Saturday, 04 July, 2026

NOUAKCHOTT FRAPPE AUX PORTES DE L’AES ET AMORCE UN RETOUR DIPLOMATIQUE VERS LE SAHEL


Après les visites du Président béninois Romuald Wadagni dans les pays de l’Alliance des États du Sahel, c’est au tour de la Mauritanie de tenter un rapprochement avec les capitales sahéliennes. De Bamako à Niamey, puis à Ouagadougou, l’émissaire du Président Mohamed Ould Cheikh El Ghazouani multiplie les rencontres avec les plus hautes autorités de la région. Si les motivations profondes de cette démarche demeurent encore sujettes à interprétation, cette séquence diplomatique ouvre néanmoins une nouvelle phase de dialogue entre des États appelés à faire face ensemble aux défis sécuritaires, économiques et géopolitiques qui redessinent aujourd’hui le Sahel.

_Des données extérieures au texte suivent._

PR #128, opened 2019-03-07
Replace outdated examples with reference to new samples. 

### LINKED ISSUE #111: Update Example to Follow Best Practice
Hi, I would like to suggest the following sample code to use prepared statement instead. I may try to fork it and do a PR soon.

https://github.com/GoogleCloudPlatform/cloud-sql-jdbc-socket-factory/blob/master/examples/compute-engine/src/main/java/com/google/cloud/sql/mysql/example/ListTables.java

kurtisvg:
The samples linked from this repo have been replaced in the doc. This removes the samples and updated a reference to the README to point to a sample application that is more up to date. 

Fixes #111.


README.md
```diff
@@ -10,8 +10,8 @@ whitelisting or SSL certificates manually.
 
 ### Examples
 
-For an examples of a simple application using Cloud SQL Socket Factory, please take a look at the 
-projects found 
+For examples of the SocketFactory being used in the context of an application, check out the sample
```
netdpb:
```suggestion
For examples of `SocketFactory` being used in the context of an application, check out the sample 
```

kurtisvg: I went more generic - I didn't want to accidentally encourage use of the `SocketFactory` class itself.

PR #129, opened 2019-03-29
Release v1.0.13

kurtisvg:
## Release Notes
* Updated dependencies to new versions. 
* Minor cosmetic restructuring for code health.

### DIFF
--- a/README.md
+++ b/README.md
@@ -35,9 +35,9 @@ are unsure, it is recommended to use the latest version of `mysql-connector-java
 
 | JDBC Driver Version        | Cloud SQL Socket Factory Version         |
 | -------------------------- | ---------------------------------------- |
-| mysql-connector-java:8.x   | mysql-socket-factory-connector-j-8:1.0.12 |
-| mysql-connector-java:6.x   | mysql-socket-factory-connector-j-6:1.0.12 |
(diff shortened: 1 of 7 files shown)


README.md
```diff
@@ -35,9 +35,9 @@ are unsure, it is recommended to use the latest version of `mysql-connector-java
 
 | JDBC Driver Version        | Cloud SQL Socket Factory Version         |
 | -------------------------- | ---------------------------------------- |
```
netdpb: Is it useful to adjust the length of all rows to be the same?

connector-j-5/pom.xml
```diff
@@ -29,7 +29,7 @@
     <dependency>
       <groupId>com.google.cloud.sql</groupId>
       <artifactId>jdbc-socket-factory-core</artifactId>
-      <version>1.0.13-SNAPSHOT</version>
+      <version>1.0.13</version>
```
netdpb: Can this use `${project.version}`? (You can consider this for the future instead of now.)

Same for everywhere except the references to the parent.

README.md
kurtisvg: Only in that it looks nice in raw MD format

PR #133, opened 2019-04-22
Deprecate USER_TOKEN_PROPERTY_NAME and add method alternatives.

### LINKED ISSUE #131: Relax visibility of CoreSocketFactory.USER_TOKEN_PROPERTY_NAME
`CoreSocketFactory.USER_TOKEN_PROPERTY_NAME` became private in #126. Would it be possible to expose it as a public constant somewhere in the library? We use it in [spring-cloud-gcp](https://github.com/spring-cloud/spring-cloud-gcp/blob/72d746486fedd19b16ead3cdbbcfb48c3e90c3a9/spring-cloud-gcp-autoconfigure/src/main/java/org/springframework/cloud/gcp/autoconfigure/sql/GcpCloudSqlAutoConfiguration.java#L210) to provide a custom application identity.

https://github.com/GoogleCloudPlatform/cloud-sql-jdbc-socket-factory/blob/74aba381161097492eaab917fc36c19a8c59df84/core/src/main/java/com/google/cloud/sql/core/CoreSocketFactory.java#L617

kurtisvg:
Fixes #131.

### DIFF
--- a/core/src/main/java/com/google/cloud/sql/core/CoreSocketFactory.java
+++ b/core/src/main/java/com/google/cloud/sql/core/CoreSocketFactory.java
@@ -88,9 +88,9 @@ public final class CoreSocketFactory {
   public static final String POSTGRES_SOCKET_FILE_FORMAT = "/cloudsql/%s/.s.PGSQL.5432";
 
   /**
-   * Property used to set the ApplicationName for the underlying SQLAdmin client.
+   * Property used to set the application name for the underlying SQLAdmin client.
    *
-   * @deprecated Replaced by {@link #getApplicationName} and {@link #setApplicationName}.
+   * @deprecated Use {@link #setApplicationName(String)} to set the application name programmatically.
    */
   @Deprecated public static final String USER_TOKEN_PROPERTY_NAME = "_CLOUD_SQL_USER_TOKEN";
 
@@ -731,7 +731,7 @@ public final class CoreSocketFactory {
   /**
    * Sets the User-Agent header for requests made using the underlying SQLAdmin API client.
    *
-   * @throws IllegalStateException if the SQLAdmin client has already been initialized.
+   * @throws IllegalStateException if the SQLAdmin client has already been initialized
    */
   public static void setApplicationName(String applicationName) {
     if (coreSocketFactory != null) {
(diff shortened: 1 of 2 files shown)


core/src/main/java/com/google/cloud/sql/core/CoreSocketFactory.java
```diff
@@ -87,10 +87,16 @@
   public static final String MYSQL_SOCKET_FILE_FORMAT = "/cloudsql/%s";
   public static final String POSTGRES_SOCKET_FILE_FORMAT = "/cloudsql/%s/.s.PGSQL.5432";
 
+  /**
+   * Property used to set the ApplicationName for the underlying SQLAdmin client.
```
netdpb:
```suggestion
   * Property used to set the application name for the underlying SQLAdmin client.
```

core/src/main/java/com/google/cloud/sql/core/CoreSocketFactory.java
```diff
@@ -87,10 +87,16 @@
...
+   *
+   * @deprecated Replaced by {@link #getApplicationName} and {@link #setApplicationName}.
```
netdpb:
```suggestion
   * @deprecated Use {@link #setApplicationName(String)} to set the application name programmatically.
```

Most users want to set it. And it's good to use the Javadoc name with parameter types when you can.

core/src/main/java/com/google/cloud/sql/core/CoreSocketFactory.java
```diff
@@ -723,6 +728,27 @@ public SSLSocketFactory getSslSocketFactory() {
     }
   }
 
+  /**
+   * Sets the User-Agent header for requests made using the underlying SQLAdmin API client.
+   *
+   * @throws IllegalStateException if the SQLAdmin client has already been initialized.
```
netdpb:
```suggestion
   * @throws IllegalStateException if the SQLAdmin client has already been initialized
```

pom.xml
```diff
@@ -54,6 +54,10 @@
     </developer>
   </developers>
 
+  <properties>
```
netdpb: Is this supposed to be part of this PR?

kurtisvg: I added it to address a warning message that maven logs while compiling - I can move it out into a separate PR if you prefer.

netdpb: No it's fine.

Ce ballet diplomatique engagé par la Mauritanie auprès des États de l’Alliance des États du Sahel (AES) suscite autant d’intérêt que d’interrogations. Après une première étape au Mali, l’émissaire du Président Mohamed Ould Cheikh El Ghazouani, Hanana Ould Sidi, ministre de la Défense, des Affaires des Retraités et des Enfants des Martyrs, a été reçu ce mardi 16 juin 2026 à Niamey par le Général d’Armée Abdourahamane Tiani, Président de la République du Niger, avant de poursuivre sa mission à Ouagadougou auprès du Président du Faso, le Capitaine Ibrahim Traoré. Porteur d’un message du Chef de l’État mauritanien, l’émissaire a transmis aux autorités nigériennes les vœux de progrès, de prospérité et de bien-être adressés au peuple du Niger. Au-delà de la courtoisie diplomatique, cette tournée traduit une volonté manifeste de Nouakchott de renouer le contact avec un espace sahélien dont l’importance stratégique ne cesse de croître dans les équilibres régionaux.

Cette étape nigérienne s’inscrit dans une tournée diplomatique plus large engagée par Nouakchott auprès des États sahéliens. Après Niamey, l’émissaire mauritanien a également été reçu à Ouagadougou par le Président du Faso, le Capitaine Ibrahim Traoré, poursuivant ainsi une séquence politique qui suscite de nombreuses interrogations au sein des observateurs régionaux. À ce stade, aucune déclaration officielle ne permet encore de déterminer avec précision les objectifs poursuivis par les autorités mauritaniennes. Certains y voient une volonté d’adaptation à la nouvelle réalité stratégique du Sahel, marquée par l’affirmation progressive de l’AES comme acteur politique et sécuritaire incontournable. D’autres s’interrogent sur d’éventuelles influences extérieures ou sur la recherche d’un nouvel équilibre diplomatique dans une région où les rapports de force évoluent rapidement.

Toutefois, au-delà des spéculations, un constat s’impose. Le dialogue demeure préférable à l’incompréhension, particulièrement dans un environnement où l’insécurité transfrontalière continue de peser lourdement sur les populations. Les échanges engagés entre la Mauritanie et les États sahéliens ouvrent un espace de discussion qui pourrait contribuer à réduire certaines méfiances accumulées au fil des années.

La question sécuritaire apparaît d’ailleurs comme le véritable test de crédibilité de ce rapprochement. Pour les pays de l’AES, et particulièrement pour le Mali, la lutte contre les groupes armés terroristes exige une coopération régionale sincère et efficace. Dans cette perspective, la sécurisation de la longue frontière de plus de 2000 km séparant la Mauritanie du Mali constitue un enjeu majeur. Toute action visant à empêcher l’utilisation du territoire mauritanien comme zone de repli ou de réorganisation par les groupes terroristes renforcerait considérablement les efforts déjà consentis par les forces engagées sur le terrain. Une telle coopération permettrait non seulement de limiter les capacités de mouvement des organisations armées, mais également de renforcer la stabilité d’un espace frontalier qui demeure l’un des plus sensibles de la région. Pour l’heure, les intentions réelles de Nouakchott restent à confirmer par des actes concrets. La prudence demeure donc de mise. Néanmoins, dans un contexte où les fractures diplomatiques ont souvent nourri les incompréhensions et affaibli les réponses collectives aux défis sécuritaires, toute initiative favorisant le dialogue mérite d’être examinée avec attention. Le rapprochement engagé par la Mauritanie ne trouvera sa pleine signification que dans sa capacité à produire des résultats tangibles. Entre vigilance et ouverture, les capitales sahéliennes semblent avoir choisi d’observer avant de juger.